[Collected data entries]
[Start of Attachment]

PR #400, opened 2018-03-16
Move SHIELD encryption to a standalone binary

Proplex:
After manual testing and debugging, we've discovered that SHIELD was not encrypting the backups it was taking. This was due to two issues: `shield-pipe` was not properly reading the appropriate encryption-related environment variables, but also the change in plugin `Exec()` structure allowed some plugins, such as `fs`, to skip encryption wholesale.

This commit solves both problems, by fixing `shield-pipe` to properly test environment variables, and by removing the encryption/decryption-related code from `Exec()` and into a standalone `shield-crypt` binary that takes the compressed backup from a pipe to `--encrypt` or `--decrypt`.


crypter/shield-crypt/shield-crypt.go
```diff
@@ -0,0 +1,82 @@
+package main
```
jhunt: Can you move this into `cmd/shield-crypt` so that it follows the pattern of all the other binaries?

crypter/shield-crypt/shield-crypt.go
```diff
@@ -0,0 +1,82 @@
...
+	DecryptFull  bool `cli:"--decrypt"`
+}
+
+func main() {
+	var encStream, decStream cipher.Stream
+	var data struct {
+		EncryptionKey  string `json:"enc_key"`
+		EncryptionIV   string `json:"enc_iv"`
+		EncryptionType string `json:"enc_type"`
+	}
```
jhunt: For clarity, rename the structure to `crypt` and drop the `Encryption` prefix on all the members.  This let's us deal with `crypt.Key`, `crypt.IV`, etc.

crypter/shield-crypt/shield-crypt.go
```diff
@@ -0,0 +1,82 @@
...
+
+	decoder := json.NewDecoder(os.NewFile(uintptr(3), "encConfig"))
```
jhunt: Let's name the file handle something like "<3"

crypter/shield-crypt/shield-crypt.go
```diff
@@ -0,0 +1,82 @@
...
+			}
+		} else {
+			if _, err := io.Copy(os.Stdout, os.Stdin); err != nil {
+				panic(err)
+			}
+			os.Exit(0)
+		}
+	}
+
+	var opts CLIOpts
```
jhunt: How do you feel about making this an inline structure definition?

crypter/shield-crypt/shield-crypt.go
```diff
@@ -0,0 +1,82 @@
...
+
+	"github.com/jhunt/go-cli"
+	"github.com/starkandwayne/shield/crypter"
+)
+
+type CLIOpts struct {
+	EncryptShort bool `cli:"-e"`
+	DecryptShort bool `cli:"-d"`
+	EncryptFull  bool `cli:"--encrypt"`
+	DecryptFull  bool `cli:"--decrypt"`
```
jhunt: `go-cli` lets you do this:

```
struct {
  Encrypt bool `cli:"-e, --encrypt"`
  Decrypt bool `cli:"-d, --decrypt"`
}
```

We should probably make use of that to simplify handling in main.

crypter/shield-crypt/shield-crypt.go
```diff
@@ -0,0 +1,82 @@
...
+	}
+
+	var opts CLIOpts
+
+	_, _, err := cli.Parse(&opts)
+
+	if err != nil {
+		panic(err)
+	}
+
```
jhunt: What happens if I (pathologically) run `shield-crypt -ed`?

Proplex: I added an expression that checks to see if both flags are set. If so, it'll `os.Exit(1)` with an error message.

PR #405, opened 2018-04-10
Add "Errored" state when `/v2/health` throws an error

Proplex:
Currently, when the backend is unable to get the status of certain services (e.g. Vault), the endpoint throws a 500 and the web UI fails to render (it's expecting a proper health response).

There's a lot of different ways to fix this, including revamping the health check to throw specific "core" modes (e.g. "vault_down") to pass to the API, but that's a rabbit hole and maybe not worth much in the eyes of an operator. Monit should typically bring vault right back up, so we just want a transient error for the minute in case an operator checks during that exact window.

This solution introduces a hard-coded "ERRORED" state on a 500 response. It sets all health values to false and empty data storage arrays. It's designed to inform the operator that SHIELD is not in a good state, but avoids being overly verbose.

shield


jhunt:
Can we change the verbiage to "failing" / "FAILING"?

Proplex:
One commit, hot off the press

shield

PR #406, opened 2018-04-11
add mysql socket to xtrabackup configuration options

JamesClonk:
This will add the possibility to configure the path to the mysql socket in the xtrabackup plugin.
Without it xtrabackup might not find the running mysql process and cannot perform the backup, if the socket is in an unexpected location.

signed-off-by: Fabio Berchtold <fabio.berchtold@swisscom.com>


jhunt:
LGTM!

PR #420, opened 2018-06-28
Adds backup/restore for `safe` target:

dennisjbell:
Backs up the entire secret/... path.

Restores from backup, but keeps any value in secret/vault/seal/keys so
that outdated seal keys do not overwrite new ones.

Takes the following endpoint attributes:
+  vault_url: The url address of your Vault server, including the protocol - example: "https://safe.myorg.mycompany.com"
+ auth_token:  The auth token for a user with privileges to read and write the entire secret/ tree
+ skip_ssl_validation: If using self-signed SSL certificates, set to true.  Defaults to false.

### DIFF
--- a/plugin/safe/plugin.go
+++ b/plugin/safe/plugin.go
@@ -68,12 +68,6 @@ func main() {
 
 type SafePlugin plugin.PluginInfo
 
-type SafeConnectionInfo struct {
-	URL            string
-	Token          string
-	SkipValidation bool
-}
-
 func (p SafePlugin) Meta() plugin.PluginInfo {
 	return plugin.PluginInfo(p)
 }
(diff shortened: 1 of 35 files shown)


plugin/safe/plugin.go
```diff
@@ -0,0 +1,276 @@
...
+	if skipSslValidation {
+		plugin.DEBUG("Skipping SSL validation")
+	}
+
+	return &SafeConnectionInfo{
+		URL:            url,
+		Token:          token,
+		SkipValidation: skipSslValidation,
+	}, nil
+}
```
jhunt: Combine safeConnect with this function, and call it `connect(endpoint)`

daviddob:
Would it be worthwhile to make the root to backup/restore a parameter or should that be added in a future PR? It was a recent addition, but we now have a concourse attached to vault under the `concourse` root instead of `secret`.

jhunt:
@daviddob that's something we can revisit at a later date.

[End of Attachment]

**Work order**. Word for word, give back all the lines above.

**Exercise solution**.
PR #400, opened 2018-03-16
Move SHIELD encryption to a standalone binary

Proplex:
After manual testing and debugging, we've discovered that SHIELD was not encrypting the backups it was taking. This was due to two issues: `shield-pipe` was not properly reading the appropriate encryption-related environment variables, but also the change in plugin `Exec()` structure allowed some plugins, such as `fs`, to skip encryption wholesale.

This commit solves both problems, by fixing `shield-pipe` to properly test environment variables, and by removing the encryption/decryption-related code from `Exec()` and into a standalone `shield-crypt` binary that takes the compressed backup from a pipe to `--encrypt` or `--decrypt`.


crypter/shield-crypt/shield-crypt.go
```diff
@@ -0,0 +1,82 @@
+package main
```
jhunt: Can you move this into `cmd/shield-crypt` so that it follows the pattern of all the other binaries?

crypter/shield-crypt/shield-crypt.go
```diff
@@ -0,0 +1,82 @@
...
+	DecryptFull  bool `cli:"--decrypt"`
+}
+
+func main() {
+	var encStream, decStream cipher.Stream
+	var data struct {
+		EncryptionKey  string `json:"enc_key"`
+		EncryptionIV   string `json:"enc_iv"`
+		EncryptionType string `json:"enc_type"`
+	}
```
jhunt: For clarity, rename the structure to `crypt` and drop the `Encryption` prefix on all the members.  This let's us deal with `crypt.Key`, `crypt.IV`, etc.

crypter/shield-crypt/shield-crypt.go
```diff
@@ -0,0 +1,82 @@
...
+
+	decoder := json.NewDecoder(os.NewFile(uintptr(3), "encConfig"))
```
jhunt: Let's name the file handle something like "<3"

crypter/shield-crypt/shield-crypt.go
```diff
@@ -0,0 +1,82 @@
...
+			}
+		} else {
+			if _, err := io.Copy(os.Stdout, os.Stdin); err != nil {
+				panic(err)
+			}
+			os.Exit(0)
+		}
+	}
+
+	var opts CLIOpts
```
jhunt: How do you feel about making this an inline structure definition?

crypter/shield-crypt/shield-crypt.go
```diff
@@ -0,0 +1,82 @@
...
+
+	"github.com/jhunt/go-cli"
+	"github.com/starkandwayne/shield/crypter"
+)
+
+type CLIOpts struct {
+	EncryptShort bool `cli:"-e"`
+	DecryptShort bool `cli:"-d"`
+	EncryptFull  bool `cli:"--encrypt"`
+	DecryptFull  bool `cli:"--decrypt"`
```
jhunt: `go-cli` lets you do this:

```
struct {
  Encrypt bool `cli:"-e, --encrypt"`
  Decrypt bool `cli:"-d, --decrypt"`
}
```

We should probably make use of that to simplify handling in main.

crypter/shield-crypt/shield-crypt.go
```diff
@@ -0,0 +1,82 @@
...
+	}
+
+	var opts CLIOpts
+
+	_, _, err := cli.Parse(&opts)
+
+	if err != nil {
+		panic(err)
+	}
+
```
jhunt: What happens if I (pathologically) run `shield-crypt -ed`?

Proplex: I added an expression that checks to see if both flags are set. If so, it'll `os.Exit(1)` with an error message.

PR #405, opened 2018-04-10
Add "Errored" state when `/v2/health` throws an error

Proplex:
Currently, when the backend is unable to get the status of certain services (e.g. Vault), the endpoint throws a 500 and the web UI fails to render (it's expecting a proper health response).

There's a lot of different ways to fix this, including revamping the health check to throw specific "core" modes (e.g. "vault_down") to pass to the API, but that's a rabbit hole and maybe not worth much in the eyes of an operator. Monit should typically bring vault right back up, so we just want a transient error for the minute in case an operator checks during that exact window.

This solution introduces a hard-coded "ERRORED" state on a 500 response. It sets all health values to false and empty data storage arrays. It's designed to inform the operator that SHIELD is not in a good state, but avoids being overly verbose.

shield


jhunt:
Can we change the verbiage to "failing" / "FAILING"?

Proplex:
One commit, hot off the press

shield

PR #406, opened 2018-04-11
add mysql socket to xtrabackup configuration options

JamesClonk:
This will add the possibility to configure the path to the mysql socket in the xtrabackup plugin.
Without it xtrabackup might not find the running mysql process and cannot perform the backup, if the socket is in an unexpected location.

signed-off-by: Fabio Berchtold <fabio.berchtold@swisscom.com>


jhunt:
LGTM!

PR #420, opened 2018-06-28
Adds backup/restore for `safe` target:

dennisjbell:
Backs up the entire secret/... path.

Restores from backup, but keeps any value in secret/vault/seal/keys so
that outdated seal keys do not overwrite new ones.

Takes the following endpoint attributes:
+  vault_url: The url address of your Vault server, including the protocol - example: "https://safe.myorg.mycompany.com"
+ auth_token:  The auth token for a user with privileges to read and write the entire secret/ tree
+ skip_ssl_validation: If using self-signed SSL certificates, set to true.  Defaults to false.

### DIFF
--- a/plugin/safe/plugin.go
+++ b/plugin/safe/plugin.go
@@ -68,12 +68,6 @@ func main() {
 
 type SafePlugin plugin.PluginInfo
 
-type SafeConnectionInfo struct {
-	URL            string
-	Token          string
-	SkipValidation bool
-}
-
 func (p SafePlugin) Meta() plugin.PluginInfo {
 	return plugin.PluginInfo(p)
 }
(diff shortened: 1 of 35 files shown)


plugin/safe/plugin.go
```diff
@@ -0,0 +1,276 @@
...
+	if skipSslValidation {
+		plugin.DEBUG("Skipping SSL validation")
+	}
+
+	return &SafeConnectionInfo{
+		URL:            url,
+		Token:          token,
+		SkipValidation: skipSslValidation,
+	}, nil
+}
```
jhunt: Combine safeConnect with this function, and call it `connect(endpoint)`

daviddob:
Would it be worthwhile to make the root to backup/restore a parameter or should that be added in a future PR? It was a recent addition, but we now have a concourse attached to vault under the `concourse` root instead of `secret`.

jhunt:
@daviddob that's something we can revisit at a later date.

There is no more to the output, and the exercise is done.